7. DNA replication and repair genes are longer than other protein‐coding genes. Box plots show the length for the indicated groups of genes (according to GO annotations). Median gene lengths for each GO category were compared against all other protein‐coding genes using a one‐sided Wilcoxon rank sum test (P‐values provided in figure, n.s.: P > 0.001). See legend in Fig 6C for the boxplot description.

Figure 8. CDK12 inhibition decreases transcription elongation rates in bodies of genes with RNAPII processivity defect

1. Experimental outline for measurement of transcription elongation rates. AS CDK12 HCT116 cells were treated with DRB for 3.5 h to synchronize RNAPII at gene promoters. The cells were either pretreated (+) or not (−) with 3‐MB‐PP1 0.5 h prior DRB wash off.
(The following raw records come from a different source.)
PR #626, opened 2021-05-18
Fix StorageMap.Put for UInt160 and UInt256

### LINKED ISSUE #624: Poor developer experience with StorageMap.Get<T> and Put<T>
It is very easy to mismatch `StorageMap` `Get` and `Put` methods. In the code below, the call to `owners.Put` actually calls `owners.Put<UInt160>`, which automatically calls `StdLib.Serialize` on the provided `UInt160 owner` parameter. However, since the type parameter for `StorageMap.Get<T>` method can't be determined implicitly, the call to `owners.Get` below actually calls the non-generic method which in turn does NOT call `StdLib.Deserialize`. This leads to a hard-to-diagnose runtime error when the serialized `UInt160` value is cast w/o calling Deserialize.

Example code:

``` csharp
readonly StorageMap owners = new StorageMap(Storage.CurrentContext, nameof(owners));

public UInt160 GetOwner(BigInteger id)
{
    ByteString owner = owners.Get(id); // calls non-generic Get method, which doesn't call StdLib.Deserialize
    return (UInt160)owner ?? UInt160.Zero; // this cast fails at runtime if the owner is not null
}

public void PutOwner(BigInteger id, UInt160 owner)
{
    owners.Put(id, owner); // implicitly calls StorageMap.Put<UInt160> which calls StdLib.Serialize on the provided parameter
}
```

erikzhang:
Fix #624

### DIFF
--- a/src/Neo.SmartContract.Framework/Services/StorageMap.cs
+++ b/src/Neo.SmartContract.Framework/Services/StorageMap.cs
@@ -105,14 +105,14 @@ namespace Neo.SmartContract.Framework.Services
         [Syscall("System.Storage.Get")]
         public extern ByteString Get(byte[] key);
 
-        public T Get<T>(ByteString key) where T : class, new()
+        public object GetObject(ByteString key)
         {
-            return (T)StdLib.Deserialize(Get(key));
+            return StdLib.Deserialize(Get(key));
         }
 
-        public T Get<T>(byte[] key) where T : class, new()
+        public object GetObject(byte[] key)
         {
-            return (T)StdLib.Deserialize(Get(key));
+            return StdLib.Deserialize(Get(key));
         }
 
         [CallingConvention(CallingConvention.Cdecl)]
@@ -197,12 +197,12 @@ namespace Neo.SmartContract.Framework.Services
         [Syscall("System.Storage.Put")]
         public extern void Put(byte[] key, BigInteger value);
 
-        public void Put<T>(ByteString key, T value) where T : class, new()
+        public void PutObject(ByteString key, object value)
         {
             Put(key, StdLib.Serialize(value));
         }
 
-        public void Put<T>(byte[] key, T value) where T : class, new()
+        public void PutObject(byte[] key, object value)
         {
             Put(key, StdLib.Serialize(value));
         }
--- a/src/Neo.SmartContract.Framework/UInt160.cs
+++ b/src/Neo.SmartContract.Framework/UInt160.cs
@@ -2,7 +2,7 @@ using Neo.SmartContract.Framework;
 
 namespace Neo
 {
-    public class UInt160 : ByteString
+    public abstract class UInt160 : ByteString
     {
         public static extern UInt160 Zero { [OpCode(OpCode.PUSHDATA1, "140000000000000000000000000000000000000000")] get; }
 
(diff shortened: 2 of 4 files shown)


shargon (approved):
Code looks good, please @devhawk confirm that the issue was solved

devhawk:
This solves #624 for UInt160/256, but it doesn't solve the general problem. The core issue is that Put<T> is called *implicitly* while Get<T> has to be called *explicitly*. Imagine the same scenario with a user defined struct:

``` csharp

public class SaleInfo
{
    public ByteString Id;
    public UInt160 Seller;
    public UInt160 Buyer;
    public string Description;
    public BigInteger Price;
}

public class SafePurchaseContract : SmartContract
{
    readonly StorageMap salesMap = new StorageMap(Storage.CurrentContext, "saleInfo");

    public void CreateSale(ByteString saleId, BigInteger price, string description)
    {
        
        var tx = (Transaction)Runtime.ScriptContainer;
        var saleInfo = new SaleInfo()
        {
            Id = saleId,
            Seller = tx.Sender,
            Description = description,
            Price = price,
        };

        salesMap.Put(saleId, saleInfo); // Put<SaleInfo> implicitly called here
    }

    public string GetSale(ByteString saleId)
    {
        var sale = salesMap.Get<SaleInfo>(saleId); // Get<SaleInfo> must be explicitly called here
        return StdLib.JsonSerialize(sale);
    }
}
```

erikzhang:
@devhawk Do you have any idea? Rename the method to `PutSerialized`?

devhawk:
> @devhawk Do you have any idea? Rename the method to `PutSerialized`?

Yes, I think rename `Put<T>` is the best solution. I like `Serialize` a little better than `PutSerialized` because it's only one word and it's shorter to type. But `PutSerialized` would show up directly next `Put` in the Intellisense list. Frankly, I don't have strong feelings about the new name as long as it's different.

We should also change the deserializing version of `Get<T>` to match - i.e. either `Deserialize` or `GetDeserialized`.

erikzhang:
@devhawk Please review it again.

src/Neo.SmartContract.Framework/Services/StorageMap.cs
```diff
@@ -105,14 +105,14 @@ public class StorageMap
         [Syscall("System.Storage.Get")]
         public extern ByteString Get(byte[] key);
 
-        public T Get<T>(ByteString key) where T : class, new()
+        public object GetObject(ByteString key)
```
devhawk, line 108: Do we need separate overloads for ByteString and byte[]?

src/Neo.SmartContract.Framework/UInt160.cs
```diff
@@ -2,7 +2,7 @@
 
 namespace Neo
 {
-    public class UInt160 : ByteString
+    public abstract class UInt160 : ByteString
```
devhawk, line 5: Do we still need to mark these as abstract?

src/Neo.SmartContract.Framework/UInt256.cs
```diff
@@ -2,7 +2,7 @@
 
 namespace Neo
 {
-    public class UInt256 : ByteString
+    public abstract class UInt256 : ByteString
```
devhawk, line 5: DO we need to mark this as abstract?

devhawk (approved):
Minor nitpicks, otherwise looks good

PR #627, opened 2021-05-19
Fix sequence points

### LINKED ISSUE #604: nccs generating invalid sequence points
Test Contract: https://gist.github.com/devhawk/6d9ba02ae26a7f7618f83087c631fc41
Compiled with `dotnet nccs --debug --no-optimize TestContract.csproj`

In the generated debug info, we get sequence points that have an invalid document index of -1

> Note, this may not be a valid contract. As per #603, nccs fails to compile this contract when compiling the .cs file directly instead of compiling the contract via its .csproj file.

``` json
{
    "id": "Neo.SmartContract.Framework.Services.StorageMap.Put\u003CNeo.UInt160\u003E(Neo.SmartContract.Framework.ByteString, Neo.UInt160)",
    "name": "Neo.SmartContract.Framework.Services.StorageMap,Put",
    "range": "268-292",
    "params": [
        "key,ByteArray",
        "value,Hash160"
    ],
    "return": "Void",
    "variables": [],
    "sequence-points": [
        "271[-1]201:9-201:10",
        "272[-1]202:13-202:47",
        "292[-1]203:9-203:10"
    ]
}
```

erikzhang:
Fix #604

### DIFF
--- a/src/Neo.Compiler.CSharp/CompilationContext.cs
+++ b/src/Neo.Compiler.CSharp/CompilationContext.cs
@@ -298,7 +298,7 @@ namespace Neo.Compiler
 
         public JObject CreateDebugInformation()
         {
-            SyntaxTree[] trees = compilation.SyntaxTrees.ToArray();
+            string[] sourceLocations = GetSourceLocations(compilation).Distinct().ToArray();
             var staticVars = staticFields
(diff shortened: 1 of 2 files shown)


shargon (dismissed):

devhawk:
Have we tested this with a contract that uses a method from SmartContract Framework that is implemented in code (such as StorageMap.Put<T>)? Assuming that works, I'm good.

devhawk (dismissed):

Issue #622, opened 2021-05-17
Multiple partial cs file Contract Compile error


cloud8little:
Due to the change in https://github.com/neo-project/neo-devpack-dotnet/pull/601 , contract with multiple cs files compiler error:

![dcfec89ca537e9e2c5ff3f5b6c427b7](https://user-images.githubusercontent.com/34291844/118456891-fd88a680-b72b-11eb-871f-08df43a5b06d.png)

because it runs into the logic twice:

```cs
      private void ProcessClass(SemanticModel model, INamedTypeSymbol symbol)
        {
            if (symbol.IsSubclassOf(nameof(Attribute))) return;
            bool isPublic = symbol.DeclaredAccessibility == Accessibility.Public;
            bool isAbstract = symbol.IsAbstract;
            bool isContractType = symbol.IsSubclassOf(nameof(scfx.Neo.SmartContract.Framework.SmartContract));
            bool isSmartContract = isPublic && !isAbstract && isContractType;
            if (isSmartContract)
            {
                if (scTypeFound) throw new CompilationException(DiagnosticId.MultiplyContracts, $"Only one smart contract is allowed.");
                scTypeFound = true;
               
            ....
           }
        }
```

[nNEO.zip](https://github.com/neo-project/neo-devpack-dotnet/files/6492302/nNEO.zip)

PR #629, opened 2021-05-20
Fix partial classes

shargon:
Close https://github.com/neo-project/neo-devpack-dotnet/issues/622


erikzhang:
@shargon Please check #633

After DRB wash off (0 h), fresh medium either supplemented (+) or not (−) with 3‐MB‐PP1 was added and samples were taken at indicated time points for analyses of pre‐mRNA expression by RT–qPCR.
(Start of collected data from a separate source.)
PR #631, opened 2021-05-21
Sync neo

shargon:
Related to https://github.com/neo-project/neo/pull/2468#issuecomment-845445461

### DIFF
--- a/src/Neo.SmartContract.Framework/Native/StdLib.cs
+++ b/src/Neo.SmartContract.Framework/Native/StdLib.cs
@@ -29,8 +29,6 @@ namespace Neo.SmartContract.Framework.Native
 
         public static extern ByteString Base58CheckDecode(string input);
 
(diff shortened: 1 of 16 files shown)


src/Neo.SmartContract.Framework/Native/StdLib.cs
```diff
@@ -25,6 +25,12 @@ public static class StdLib
 
         public static extern string Base58Encode(ByteString input);
 
+        public static extern string Base58CheckEncode(ByteString input);
+
+        public static extern ByteString Base58CheckDecode(string input);
+
+        public static extern ByteString Base58CheckDecode(ByteString input);
```
erikzhang, line 32: We don't need this. Because `ByteString` can be converted to `string` implicitly.

shargon: Done

erikzhang (approved):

2. Transcription elongation rate decreases in bodies of CDK12‐dependent but not CDK12‐independent genes after CDK12 inhibition. Graphs show relative levels of pre‐mRNAs of described genes in AS CDK12 HCT116 cells either treated with 3‐MB‐PP1 or not (CTRL) for indicated times after DRB wash off. Pre‐mRNA levels were normalized to the samples not treated with DRB (Unt) for which the value was set as 1. n = 3 independent experiments, error bars correspond to SEM. Positions of primers (designed to span exon–intron junctions) and their distance from the transcription start site in kb are indicated in the gene structures shown above the graphs.
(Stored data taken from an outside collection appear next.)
PR #654, opened 2021-06-24
Change NEP11 visibility

### LINKED ISSUE #653: UpdateBalance and PostTransfer methods of Nep11Token class should be protected not private

### LINKED ISSUE #717: Rescope methods marked as "private protected" as "protected
There are several methods marked as "private protected in the `TokenContract.cs` module (e.g. - `UpdateTotalSupply`, etc.).  Please redeclare these functions as simply "protected".  Currently they can not be used outside the assembly they reside in.  The scope declarations as is makes proper integration and debugging of that contract code awkward and unfriendly.

shargon:
Close #653
Close #717


erikzhang:
Why?

shargon:
Maybe you want to create your own transfer logic, it follows the openzepellin pattern https://github.com/OpenZeppelin/openzeppelin-contracts/blob/eea376911b32d2c6392496d966e38601c1e762d5/contracts/token/ERC20/ERC20.sol#L223

superboyiii:
I think it make sense.

src/Neo.SmartContract.Framework/Nep11Token.cs
```diff
@@ -105,7 +105,7 @@ protected static void Burn(ByteString tokenId)
             PostTransfer(token.Owner, null, tokenId, null);
         }
 
-        private static void UpdateBalance(UInt160 owner, ByteString tokenId, int increment)
+        protected static void UpdateBalance(UInt160 owner, ByteString tokenId, int increment)
```
erikzhang, line 108: This method cannot be called alone, because `totalSupply` will not be updated.

shargon: This only happend during mint or burn, we can add an argument like `changeTotalSupply` inside this method or change `UpdateTotalSupply` to protected, what do you prefer?

devhawk (approved):

SkyKarma:
@shargon 

Is it possible to have this merged into master ? 
Is there anything stopping this ?

erikzhang (approved):

PR #656, opened 2021-06-24
Add Concat for ByteStrings

### LINKED ISSUE #655: How to concat byteStrings in a contract?
What is the right way to concatenate two ByteStrings into a single ByteString so that I can create a SHA256 hash from it? It doesn't appear byteStrings support the + operator directly. If you write `var combined = byteString1 + byteString2`, the resulting type is a string, since ByteString supports implicit converstion to string and string supports + operator. I know string is just a byteString under the hood - the implicit cast operator is a NOP - but it does seem odd that you can't concat byte strings directoy

shargon:
Close #655


devhawk:
I missed the existence of Neo.SmartContract.Framework.Helper.Concat. Should we add overloads of Concat that take a ByteString as the this param as well?

src/Neo.SmartContract.Framework/ByteString.cs
```diff
@@ -51,5 +51,8 @@ IEnumerator IEnumerable.GetEnumerator()
 
         [OpCode(OpCode.CONVERT, StackItemType.ByteString)]
         public static extern explicit operator ByteString(BigInteger integer);
+
+        [OpCode(OpCode.CAT)]
+        public static extern ByteString operator +(ByteString a);
```
erikzhang, line 56: I think it should be `operator +(ByteString a, ByteString b)`

shargon: > I think it should be operator +(ByteString a, ByteString b)

The unit tests doesn't work if I use this way

erikzhang: But this is unary plus operator, not the addition operator.

See https://docs.microsoft.com/en-us/dotnet/csharp/language-reference/operators/arithmetic-operators#unary-plus-and-minus-operators

shargon: If I try with 

```csharp
[OpCode(OpCode.CAT)]
public static extern ByteString operator +(ByteString a, ByteString y);
```
It try to do the sum

image

erikzhang (approved):

PR #671, opened 2021-08-20
copyright in files

Liaojinghui:


shargon (dismissed):

src/Neo.SmartContract.Template/templates/neocontract/Contract1.cs
```diff
@@ -1,3 +1,13 @@
+// Copyright (C) 2015-2021 The Neo Project.
```
erikzhang, line 1: This file is a part of the template. I think we can ignore this file.

shargon (approved):

erikzhang (approved):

3. Proposed model. Schema shows groups of genes whose RNAPII processivity is particularly sensitive to CDK12 catalytic activity and cellular functions that are especially dependent on optimal expression of these genes. The situation in cells with normal and aberrant CDK12 kinase activity is depicted. CDK12 (green oval) phosphorylates (P) unknown substrate(s) (orange oval), possibly including the CTD (blue line), which results in optimal elongation and processivity (blue arrow) of RNAPII (blue oval) for CDK12‐sensitive genes. Full length, functional mRNAs are synthesized (upper panel). Inhibition of CDK12 leads to hyperphosphorylation (capital P) of Ser2 (S2) in bodies of CDK12‐sensitive genes, which is associated with slower elongation and premature termination. Shorter, aberrant mRNAs are made (lower panel). mRNAs are depicted as black lines.